Issue #359, opened 2023-12-28
zsh completion does not allow directories to be tab-completed


mdekstrand:
With the ZSH completion, when I attempt to tab-complete a directory:

```console
$ dust Docu<tab>
```

it does nothing. The expected behavior is for it to tab-complete the directory name.

bootandy:
$ echo $SHELL                                                                                                                                                                      /usr/bin/zsh

$ dust [TAB]

this works for me. 

Can you double check this or see if it works on bash ?

mdekstrand:
Just tried again, no dice.

I'm ZSH on MacOS, using Dust 0.8.6 and its completions installed by Homebrew. I also just tried installing the latest version of Dust (`brew install --HEAD dust`), and the problem persists.

bootandy:
code points:
https://github.com/bootandy/dust/tree/master/completions
https://github.com/bootandy/dust/blob/master/build.rs

commit:
https://github.com/bootandy/dust/commit/81d52e6e3a6aa5220eb19c72fbc4f9ad75fda7f2

I'm not sure what I can do here, I don't have a mac so I can't reproduce this - you are welcome to try and fix it yourself 

Perhaps try the command: rehash ?

wickles:
I had fixed this before in 0038cb24b4adbb85321e3c36fb7079fc898de44e but it looks like it got reverted in 2fa14ca19cd80ba2be106784e2626b64b199e61b.

bootandy:
thanks for your comment @wickles - I must have something that auto-updates and over-writes it. I'll investigate.

bootandy:
Which Z-shell version are you guys running ? 

`$ $SHELL --version  
5.8.1 (x86_64-ubuntu-linux-gnu)
`

I've no idea what to do here. I can't cause a failure on my system with my zshell. 
If I try and edit the completions files running 'cargo build' will reset them back to what they were before.

BuonOmo:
※
Assignment: Check each line of the data above for the word "what" and copy the ones where it is found.

Exercise answer:
I'm not sure what I can do here, I don't have a mac so I can't reproduce this - you are welcome to try and fix it yourself 
I've no idea what to do here. I can't cause a failure on my system with my zshell. 
If I try and edit the completions files running 'cargo build' will reset them back to what they were before.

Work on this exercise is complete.